Researchers studying the floral diversity of the Chandoli national park in the northern Western Ghats of Maharashtra have accidentally discovered a rare plant species. The species was last seen in 1851 and was thought to be extinct.
The discovery was made by Shrinath Kavade, professor, Art, Commerce and Science College, Lanja in Ratnagiri; Subhash Deokule, University of Pune; P Lakshminarasimhan, Botanical Survey of India, Howrah; Prakash Diwekar, Botanical Survey of India, Western Regional Centre, Pune; and Sachin Punekar of Agharkar Research Institute.
It was between 2005 and 2010 that the team carried out the survey in the park and collected samples of different plant species.
Kavade said, “The species is called Belosynapsis vivipara, which was found along the backwaters of Warana river across Sahyadri range. The genus Belosynapsis is represented by five species distributed from South Asia to New Guinea. In India, however, it is represented by three species, namely, B epiphytica, B kewensis and B vivipara.”
In India this particular species of the plant was last seen in 1851 at the Karva ghat area of the Western Ghats. This place lies on the border of three Indian states- Goa, Maharashtra and Karnataka. The recent discovery however, was in the northern tip of Maharashtra, showing that the plant might have a very wide range.

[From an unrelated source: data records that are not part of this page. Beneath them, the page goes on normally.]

PR #1121, opened 2020-08-26
Implement basic requirements for oss-fuzz

beckerhe:
This is ready for review now.

Please find more details in the commit message, so here only a general overview:

This PR is adding all what's needed to build inside the oss-fuzz environment.

1. It's adding conan options such that OrbitQt can be disabled. That necessary because linking against Qt inside of oss-fuzz is a pain.
2. The lockfiles are updated as new conan options have been added. There is a positional change of the imgui in the lockfiles which is caused by rearranging the requirements in our conanfile.py
3. The fuzzing conan profiles haven been updated to the new options
4. The cmake-fuzzing macro was changed to obey an environment variable set by the oss-fuzz environment.


antonrohr:
Nit from the commit message
> The normal tests might failed when the code-base is compiled with sanitizers for fuzzing.
might failed -> might fail

IrinaShkviro (approved):
Looks good from my perspective

third_party/conan/configs/linux/profiles/libfuzzer_base
```diff
@@ -0,0 +1,17 @@
+# This file is intended to be imported when building for oss-fuzz
+# Compiler and settings are auto-detected in that case, but we want to have
+# an upstream config file where settings can be changed.
+BASE_CFLAGS= -fno-omit-frame-pointer -mno-omit-leaf-frame-pointer -D_FORTIFY_SOURCE=2 -fstack-protector-all -fPIC
+BASE_CXXFLAGS= -fno-omit-frame-pointer -mno-omit-leaf-frame-pointer -fsized-deallocation -D_FORTIFY_SOURCE=2 -fstack-protector-all -fPIC
+BASE_LDFLAGS=-Wl,-z,relro,-z,now,-z,noexecstack -pthread
```
antonrohr, line 6: Is this line correct? 
maybe:
```suggestion
BASE_LDFLAGS= -Wl,-z,relro,-z,now,-z,noexecstack,-pthread
```

antonrohr (approved):
I did not test anything, but the explanations are good and everything seems pretty straight forward. 

I can judge whether the lock files are right. Maybe there is a way to test that? Something like check out your PR, run build.sh, run gen_lockfiles.sh and then the lock files should not change?

third_party/conan/configs/linux/profiles/libfuzzer_base
beckerhe: Yes the line is correct. Adding a comma to the -pthread option will break the build. As far as I know there is no -pthread-option that can be passed to `-Wl` or do you have different information?

beckerhe:
> I did not test anything, but the explanations are good and everything seems pretty straight forward.
> 
> I can judge whether the lock files are right. Maybe there is a way to test that? Something like check out your PR, run build.sh, run gen_lockfiles.sh and then the lock files should not change?

The best way to check lockfiles is the CI, at least for now. If the CI is happy, the lockfiles are fine with a pretty high probability.

third_party/conan/configs/windows/profiles/msvc2017_debug_x86
```diff
@@ -10,6 +10,7 @@ build_type=Debug
 [options]
 OrbitProfiler:system_qt=False
 OrbitProfiler:with_gui=False
+OrbitProfiler:with_orbitgl=False
```
dimitry-, line 13: I was wondering where are these profiles used? This is 32 bit windows is it?

beckerhe:
> Nit from the commit message
> 
> > The normal tests might failed when the code-base is compiled with sanitizers for fuzzing.
> 
> might failed -> might fail

Fixed. Thank you.

dimitry- (approved):

third_party/conan/configs/windows/profiles/msvc2017_debug_x86
beckerhe: Yeah. We once had this discussion that we wanted to have a 32bit build for preserving OrbitDll's functionality (which needs 32bit support).

But since we removed OrbitDll for now anyway, I also feel that we should remove those. But I didn't want to do it in this PR.

third_party/conan/configs/linux/profiles/libfuzzer_base
antonrohr: No I don't

PR #1122, opened 2020-08-26
Fix crash on preset loading.

danielfenner:
Hooking a already hooked function CHECK-fails. I think it is just fine
to ignore any duplicates.

BUG: b/166424640
TEST: Run locally, does not crash anymore.


florian-kuebler (approved):
Yes, you are right. Looks fine! Thanks for the fix!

Punekar said, “The specimens found in 1851 were from Parva Ghat, which lies at the junction of Maharashtra, Goa and Karnataka, while the latest discovery was in the northern-most extension of the northern Western Ghats of Maharashtra. The distance between the two points is sizable and a thorough study of the area lying in between could further lead to similar discoveries, which will go a long way in conserving this threatened plant species.”

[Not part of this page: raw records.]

PR #1123, opened 2020-08-26
Add update-option to build.ps1

beckerhe:
Newer versions of conan require the `--update`option. Otherwise they
will fail if there is deviation in the recipe revision. Always adding
the update option is not ideal but a work-around for now.

### DIFF
--- a/build.ps1
+++ b/build.ps1
@@ -47,7 +47,7 @@ foreach ($profile in $profiles) {
   
   Write-Host "Building Orbit in build_$profile/ with conan profile $profile"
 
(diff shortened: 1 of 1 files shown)


kisenshi:
Great, thanks! So with this update if I get the same issue than the other day I could just do `& .\build.ps1 --update` to fix it right?

kisenshi (approved):

beckerhe:
> Great, thanks! So with this update if I get the same issue than the other day I could just do `& .\build.ps1 --update` to fix it right?

No quite: You just do `& .\build.ps1 <<profile>>` and it should just work.

Thanks!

The team found 100 such plants growing on large tree trunks in the riparian forest patches of Male and Patharpunj villages in Chandoli national park. The plants were growing at a very high elevation on densely moss covered tree trunks and branches of trees in shady, semi-evergreen riparian forests.

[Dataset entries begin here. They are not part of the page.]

PR #1124, opened 2020-08-26
Move CaptureData to App

florian-kuebler:
This finally removes Capture.h/Capture.cpp.
Writes to CaptureData should be thread local, thus only occur in the
CaptureListener part of OrbitApp. As we need to access it also while
capturing in real-time (e.g. for selection reports), it can also not
just be moved to process manager, once done with capturing.
There is currently, no synchronization (as there might be reads while
capturing), as there were not before.

Test: Compile, Do captures, select callstacks (while capturing), load
symbols.
Bug: http://163020637

**Follow Up:** 
properly synchronize capture data


OrbitCaptureClient/CaptureClient.cpp
```diff
@@ -30,7 +31,8 @@ static CaptureOptions::InstrumentedFunction::FunctionType IntrumentedFunctionTyp
 }
 
 ErrorMessageOr<void> CaptureClient::StartCapture(
-    ThreadPool* thread_pool, int32_t pid,
+    ThreadPool* thread_pool, int32_t process_id, std::string process_name,
+    std::shared_ptr<Process> process,
     absl::flat_hash_map<uint64_t, FunctionInfo> selected_functions) {
```
dimitry-, line 36: Maybe this is the point to introduce CaptureParameters class, also considering there is soon going to be list of tracepoint and process will get replaced.

CaptureClient only forwards them to OnCaptureStarted anyways.

OrbitCore/BlockChain.h
```diff
@@ -111,8 +111,30 @@ class BlockChain final {
...
   BlockChain() : size_(0) { root_ = current_ = new Block<T, BlockSize>(nullptr); }
 
+  BlockChain(const BlockChain& other) = delete;
+
+  BlockChain& operator=(const BlockChain& other) = delete;
+
+  BlockChain(BlockChain&& other) {
+    root_ = other.root_;
+    current_ = other.current_;
+    size_ = other.size_;
```
dimitry-, line 121: set other.* to nullptr?

florian-kuebler:
Added @beckerhe and @kisenshi FYI for the changes in fuzzer and ggp client

OrbitCore/BlockChain.h
```diff
@@ -111,8 +111,30 @@ class BlockChain final {
...
+  }
+
+  BlockChain& operator=(BlockChain&& other) {
```
dimitry-, line 124: s/other/that/? not sure if this is better.

OrbitCore/BlockChain.h
dimitry-: also - add a test for blockchain moves.

OrbitCore/CallstackData.h
```diff
@@ -18,6 +18,26 @@ class CallstackData {
...
+
+  CallstackData(CallstackData&& other) {
+    absl::MutexLock lock(&(other.unique_callstacks_mutex_));
+    unique_callstacks_ = std::move(other.unique_callstacks_);
+    callstack_events_ = std::move(other.callstack_events_);
+  }
+
+  CallstackData& operator=(CallstackData&& other) {
+    absl::MutexLock lock(&(other.unique_callstacks_mutex_));
+    absl::MutexLock lock_other(&(other.unique_callstacks_mutex_));
```
dimitry-, line 33: this can end up in a deadlock... In this sistuation we probably want to move all at once by moving unique_ptr of another (non-copiable/non-movable class with the mutex).

OrbitCore/CallstackData.h
```diff
@@ -61,6 +81,12 @@ class CallstackData {
     }
   }
 
+  [[nodiscard]] absl::flat_hash_map<CallstackID, std::shared_ptr<CallStack>> unique_callstacks()
```
dimitry-, line 84: this returns a copy... maybe make the name reflect this? GetUniqueCallstacksCopy()?

OrbitGl/TopDownView.h
```diff
@@ -63,7 +63,7 @@ class [[nodiscard]] TopDownInternalNode : public TopDownNode {
 class [[nodiscard]] TopDownFunction : public TopDownInternalNode {
  public:
   explicit TopDownFunction(uint64_t function_absolute_address, std::string function_name,
-                           TopDownNode* parent)
+                           TopDownNode * parent)
```
dimitry-, line 66: is this necessary? :)

OrbitGl/TopDownView.h
```diff
@@ -7,12 +7,12 @@
 
 #include <unordered_map>
 
-#include "SamplingProfiler.h"
+#include "CaptureData.h"
 #include "absl/container/node_hash_map.h"
 
 class [[nodiscard]] TopDownNode {
```
dimitry-, line 13: I think this nodiscard confuses clang-format

OrbitCore/CallstackData.h
florian-kuebler: Done. Thanks.

OrbitCaptureClient/CaptureClient.cpp
florian-kuebler: Yeah, maybe. Still not 100% sure, if I should add all of those, or keep it as it was, and reconstruct the others on the OnCaptureStarted. I guess the only issue was, that there was would be different threads reading/writing involved.

OrbitCore/BlockChain.h
florian-kuebler: you mean the name of the variable? I'd guess "other" should be fine. Otherwise, I could use "that".

OrbitCore/CallstackData.h
florian-kuebler: Not sure, If I got you right? Should I remove the copy assignment operator and on the usage use unique_ptr and move that one?

OrbitGl/TopDownView.h
florian-kuebler: I removed them in the file.

OrbitGl/TopDownView.h
florian-kuebler: Sorry, that was clang-format. I guess now its even worse, but at least correct.

OrbitCore/CallstackData.h
IrinaShkviro: The possible deadlock is the reason why these operators weren't implemented before, and because of it we have std::unique_ptr<CallstackData> in CaptureData. But do you use these operators in this commit or why you want to add it?

antonrohr (commented):
I haven't looked at everything yet, but here are some first comments

OrbitGl/TopDownView.cpp
```diff
@@ -4,6 +4,8 @@
 
 #include "TopDownView.h"
 
+#include <CaptureData.h>
+
```
IrinaShkviro, line 8: Is it needed?

OrbitCore/CallstackData.h
florian-kuebler: Initially, I wanted to get rid of passing the Pointer to CallstackData in particular to SamplingProfiler. However, as passing a non-copyable reference is not better, I've reverted the changes here and explicitly delete move and copy operators.

OrbitCore/BlockChain.h
florian-kuebler: I reverted this change, as it is not needed here anymore.

florian-kuebler: But for now, I made it explicit and deleted the move and copy operations

OrbitCore/CallstackData.h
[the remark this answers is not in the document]
florian-kuebler: Thanks, but I removed that complete block again.

florian-kuebler (commented):
Thanks for the review so far. I addressed most of the comments and deleted the move operators for BlockChain and CallstackData, while passing the latter one as bare pointer (as done before).

OrbitGl/TopDownView.cpp
```diff
@@ -82,11 +82,13 @@ static void AddCallstackToTopDownThread(TopDownThread* thread_node,
...
-    const SamplingProfiler& sampling_profiler, const std::string& process_name,
-    const absl::flat_hash_map<int32_t, std::string>& thread_names) {
+std::unique_ptr<TopDownView> TopDownView::CreateFromCaptureData(const CaptureData& capture_data) {
   auto top_down_view = std::make_unique<TopDownView>();
-  for (const ThreadSampleData* thread_sample_data : sampling_profiler.GetThreadSampleData()) {
+  const std::string& process_name = capture_data.process_name();
+  const absl::flat_hash_map<int32_t, std::string>& thread_names = capture_data.thread_names();
+  const SamplingProfiler& sampling_profiler = capture_data.sampling_profiler();
+  for (const ThreadSampleData* thread_sample_data :
+       capture_data.sampling_profiler().GetThreadSampleData()) {
```
antonrohr, line 91: tinyiest nit: 
```suggestion
       sampling_profiler.GetThreadSampleData()) {
```

antonrohr: Not that it matters at all

OrbitGl/TopDownView.h
```diff
@@ -7,10 +7,10 @@
 
 #include <unordered_map>
 
-#include "SamplingProfiler.h"
+#include "CaptureData.h"
 #include "absl/container/node_hash_map.h"
 
-class [[nodiscard]] TopDownNode {
```
antonrohr, line 13: Just out of curiosity. Why remove those?

antonrohr (commented):
Thank you a lot for this @florian-kuebler ! This is a big step in the right direction

OrbitCore/CaptureData.h
```diff
@@ -100,16 +111,16 @@ class CaptureData {
...
   }
 
-  const absl::flat_hash_map<uint64_t, orbit_client_protos::FunctionStats>& functions_stats() {
+  const absl::flat_hash_map<uint64_t, orbit_client_protos::FunctionStats>& functions_stats() const {
     return functions_stats_;
   }
 
-  const orbit_client_protos::FunctionStats& GetFunctionStatsOrDefault(uint64_t function_address);
+  const orbit_client_protos::FunctionStats& GetFunctionStatsOrDefault(
+      uint64_t function_address) const;
```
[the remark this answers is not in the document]
antonrohr: already done

OrbitCore/SamplingProfiler.cpp
```diff
@@ -100,8 +99,11 @@ void SamplingProfiler::SortByThreadUsage() {
   sorted_thread_sample_data_.clear();
   sorted_thread_sample_data_.reserve(thread_id_to_sample_data_.size());
 
-  // "All"
-  thread_id_to_sample_data_[kAllThreadsFakeTid].average_thread_usage = 100.f;
+  // If "All" exists, set to 100% usage
+  auto all_threads_it = thread_id_to_sample_data_.find(kAllThreadsFakeTid);
+  if (all_threads_it != thread_id_to_sample_data_.end()) {
+    all_threads_it->second.average_thread_usage = 100.f;
+  }
```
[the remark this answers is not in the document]
florian-kuebler: Yes, that was intended. There was a check later on the results, to remove that value again, if there is no data to draw.

OrbitGl/TopDownView.h
florian-kuebler: They confused clang-format (as Dimitry has noted correctly), so I removed them.

antonrohr: okay

OrbitGl/App.cpp
```diff
@@ -334,10 +343,11 @@ void OrbitApp::Disassemble(int32_t pid, const FunctionInfo& function) {
       SendDisassemblyToUi(disasm.GetResult(), std::move(empty_report));
       return;
     }
-    const SamplingProfiler& profiler = Capture::capture_data_.GetSamplingProfiler();
+    const CaptureData& capture_data = GetCaptureData();
+    const SamplingProfiler& profiler = capture_data.sampling_profiler();
 
     DisassemblyReport report(disasm, FunctionUtils::GetAbsoluteAddress(function), profiler,
-                             Capture::capture_data_.GetCallstackData()->GetCallstackEventsSize());
+                             capture_data.GetCallstackData().GetCallstackEventsSize());
```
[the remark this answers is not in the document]
antonrohr: okay. sounds good to me!

OrbitCore/CaptureData.cpp
```diff
@@ -45,12 +45,34 @@ const FunctionInfo* CaptureData::GetSelectedFunction(uint64_t function_address)
...
+  address_infos_.emplace(absolute_address, std::move(address_info));
+}
+
 const std::string CaptureData::kUnknownFunctionOrModuleName{"???"};
 
 const std::string& CaptureData::GetFunctionNameByAddress(uint64_t absolute_address) const {
   const FunctionInfo* function = process_->GetFunctionFromAddress(absolute_address, false);
   if (function != nullptr) {
-    return function->name();
+    return function->pretty_name();
```
IrinaShkviro, line 75: Maybe it makes sense to use FunctionUtils::GetDisplayName() function here? (it returns `pretty_name` if not empty and `name` otherwise)

OrbitCore/SamplingProfiler.cpp
```diff
@@ -251,90 +249,55 @@ uint32_t SamplingProfiler::GetCountOfFunction(uint64_t function_address) const {
...
   // when this fails (e.g., the module containing the function has not
   // been loaded) use (for now) the LinuxAddressInfo that is collected
   // for every address in a callstack. SamplingProfiler relies heavily
   // on the association between address and function address held by
-  // m_ExactAddressToFunctionAddress, otherwise each address is
+  // exact_address_to_function_address_, otherwise each address is
   // considered a different function.
-  uint64_t function_address;
+  uint64_t absolute_function_address;
   // TODO(kuebler): Remove name management here completely
```
IrinaShkviro, line 267:
```suggestion

```

OrbitGl/CaptureSerializer.h
```diff
@@ -5,6 +5,7 @@
 #ifndef ORBIT_GL_CAPTURE_SERIALIZER_H_
 #define ORBIT_GL_CAPTURE_SERIALIZER_H_
 
+#include <CaptureData.h>
```
IrinaShkviro, line 8:
```suggestion
#include "CaptureData.h"
```

OrbitCore/SamplingProfiler.cpp
```diff
@@ -183,44 +182,43 @@ void SamplingProfiler::ProcessSamples(
...
+          }
+
+          auto address_it = exact_address_to_function_address_.find(address);
+          if (address_it != exact_address_to_function_address_.end()) {
+            const uint64_t& function_address = address_it->second;
+            resolved_callstack_data.push_back(function_address);
+            function_address_to_callstack_[function_address].insert(call_stack.GetHash());
+          } else {
+            resolved_callstack_data.push_back(address);
+          }
```
antonrohr, line 208: This branch should never occur

OrbitGl/CaptureSerializer.cpp
```diff
@@ -240,17 +248,27 @@ ErrorMessageOr<void> CaptureSerializer::Load(std::istream& stream) {
...
+  CaptureData capture_data = GenerateCaptureData(capture_info);
 
   // Timers
   TimerInfo timer_info;
   while (ReadMessage(&timer_info, &coded_input)) {
-    time_graph_->ProcessTimer(timer_info);
+    if (timer_info.function_address() > 0) {
+      FunctionInfo* func =
+          capture_data.process()->GetFunctionFromAddress(timer_info.function_address());
+      CHECK(func != nullptr);
```
antonrohr, line 259: This actually does not work. I just played around a little bit and loading a capture from file crashes here

antonrohr (commented):
Thanks for adding all the review comments. Code style and flow lgtm. 

I tested a little bit and sadly capture loading crashes currently

OrbitCore/SamplingProfiler.cpp
florian-kuebler: Why not. We can't be sure to have address infos.

OrbitGl/CaptureSerializer.cpp
IrinaShkviro: We don't store process in capture, so func should be nullptr here. Probably, we want to check if it's selected function instead and call `UpdateFunctionStats` only for this case and then call `time_graph_->ProcessTimer(timer_info, nullptr);` after "if"?

florian-kuebler: Thanks for spotting this. I guess we want to find the function info here from the selected functions rather than from the process.

IrinaShkviro: And why do we need it at all?  I mean we store stats in proto, so we can remove one of those (stats from proto or UpdateFunctionStats from here).

antonrohr:
I also noticed another thing. Orbit shows an empty selection tab after connecting to the instance, instead of the functions tab as before.

OrbitGl/CaptureSerializer.cpp
florian-kuebler: Wow, looked too long on this today. Right. We just need to call process timer here and do not update the stats. That actually might be a bug that existed before (where stats would be updated twice).

florian-kuebler: But we should try to retrieve the function anyways, as in case of an orbit function, it is processed differently.

florian-kuebler:
Converted to Draft, as there are still a couple of bugs, to be fixed before.

OrbitGl/CaptureSerializer.cpp
IrinaShkviro: I think that as function was nullptr this part (with updating stats) was just skipped

dimitry- (approved):
otherwise lgtm

OrbitCore/BlockChain.h
```diff
@@ -111,8 +111,21 @@ class BlockChain final {
...
+
+  BlockChain& operator=(BlockChain&& other) = delete;
+
   ~BlockChain() {
     // Find last block in chain
+    if (current_ == nullptr) {
+      CHECK(root_ == nullptr);
+      CHECK(size_ == 0);
+      return;
+    }
```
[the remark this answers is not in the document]
florian-kuebler: Thanks, that was debug code.

OrbitCore/CaptureData.cpp
florian-kuebler: Thanks done.

OrbitCore/SamplingProfiler.cpp
florian-kuebler: Thanks.

OrbitGl/CaptureSerializer.h
florian-kuebler: Thanks

OrbitCaptureClient/CaptureClient.cpp
florian-kuebler: Lets do this in a sep. PR.

florian-kuebler:
Crash and strange behaviour on symbol loading is fixed now. The bug, with selecting the selection tab on start up is already on master. I'll look into this tomorrow, but that should not block this PR.
Also there seem to be a crash when trying to capture and no process is selected, that seem related with recent changes, but also present on master.

OrbitGl/CaptureSerializer.cpp
```diff
@@ -240,17 +248,25 @@ ErrorMessageOr<void> CaptureSerializer::Load(std::istream& stream) {
...
+  CaptureData capture_data = GenerateCaptureData(capture_info);
 
   // Timers
   TimerInfo timer_info;
   while (ReadMessage(&timer_info, &coded_input)) {
-    time_graph_->ProcessTimer(timer_info);
+    if (timer_info.function_address() > 0) {
+      const FunctionInfo& func =
+          capture_data.selected_functions().at(timer_info.function_address());
+      capture_data.process()->GetFunctionFromAddress(timer_info.function_address());
```
IrinaShkviro, line 259:
```suggestion

```

IrinaShkviro (approved):
Thanks a lot for this change! Looks good, just a couple of small comments.

OrbitCore/CaptureData.h
```diff
@@ -143,9 +137,11 @@ class CaptureData {
 
   [[nodiscard]] const std::shared_ptr<Process>& process() const { return process_; }
 
-  [[nodiscard]] const SamplingProfiler& sampling_profiler() const { return sampling_profiler_; }
+  [[nodiscard]] const class SamplingProfiler& sampling_profiler() const {
+    return sampling_profiler_;
+  }
 
-  void set_sampling_profiler(SamplingProfiler sampling_profiler) {
+  void set_sampling_profiler(class SamplingProfiler sampling_profiler) {
```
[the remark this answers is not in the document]
antonrohr: I thinks it's part of the forward declaration. SamplingProfiler.h includes "CaptureData.h", therefore CaptureData cant include SamplingProfiler.h. To still be able to use SamplingProfiler this trickery is necessary

OrbitGl/CaptureSerializer.cpp
antonrohr: I guess that would have been caught by a [[nodiscard]]

OrbitCore/SamplingProfiler.cpp
florian-kuebler: Well, you are totally right. I removed that branch and directly retrieved the address.

OrbitGl/CaptureSerializer.cpp
florian-kuebler: Thanks

OrbitCore/CaptureData.h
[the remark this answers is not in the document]
IrinaShkviro: Actually, it's vise versa: I see `#include "SamplingProfiler.h"` in CaptureData.h and forward declaration `class CaptureData;` in SamplingProfiler.h. So looks like it's unnecessary change here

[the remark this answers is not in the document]
antonrohr: Ah okay. I did not which way it was done. Thank you for catching this!

antonrohr:
I just caught another crash. (I am unsure if that also happens on master)
Reproduce:
1. Load some symbols
2. Hook a function
3. Take a capture (start & stop)
4. Unhook the function
5. Start capture -> crash

florian-kuebler (commented):
Addressed review comments. Thanks for the reviews.

OrbitCaptureClient/include/OrbitCaptureClient/CaptureClient.h
```diff
@@ -65,8 +66,6 @@ class CaptureClient {
 
   CaptureListener* capture_listener_ = nullptr;
 
-  std::optional<CaptureEventProcessor> event_processor_;
```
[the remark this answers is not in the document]
antonrohr: Now in CaptureClient.cpp the include is missing

florian-kuebler:
> I just caught another crash. (I am unsure if that also happens on master)
> Reproduce:
> 
> 1. Load some symbols
> 2. Hook a function
> 3. Take a capture (start & stop)
> 4. Unhook the function
> 5. Start capture -> crash

Thanks for doing all the testing. I'll have a look into this.

florian-kuebler:
@antonrohr I fixed that bug when doing a capture after unhooking a funciton

antonrohr:
I found another crash.

Reproduce.
1. Take a capture
2. Select a range in the time graph -> selection tab will get focused.
3. Select an entry (sample) in the selection Tab, the callstack will get displayed in the lower half of the selection tab. 
4. press the down arrow key to select one sample after the other. 
5. crash 

The crash happens because of this CHECK in SamplingReport.cpp
```
void SamplingReport::OnCallstackIndexChanged(size_t index) {
  if (index < selected_sorted_callstack_report_->callstacks_count.size()) {
    const CallstackCount& cs = selected_sorted_callstack_report_->callstacks_count[index];
    selected_callstack_index_ = index;
    auto it = unique_callstacks_.find(cs.callstack_id);
    CHECK(it != unique_callstacks_.end());
    callstack_data_view_->SetCallStack(*it->second);
  } else {
    selected_callstack_index_ = 0;
  }
}
```

florian-kuebler:
@antonrohr Thanks for reporting this. I've fixed the issue.

antonrohr (approved):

“This species is on the verge of extinction and is equally important to biodiversity. Thus, before declaring any area as protected, certain species of the flora and fauna should be given due importance. Also, total protection should be given to the riparian forest areas of Chandoli national park for conservation of this vulnerable and endemic species. Ex-situ conservation and domestication of the species in greenhouses and gardens for future survival, besides its re-introduction in wild and similar habitats is imperative,” Punekar said.
About the Plant
Name – Belosynapsis vivipara
Description – It is an epiphytic (a plant that grows upon another plant ) herb that grows at high elevation on moss covered tree branches and stems. The species was found in a forest near a river bed, called as a riparian forest. The plant is tender with small roots and hair on the leaves and stem. Flowering occurs between July and October.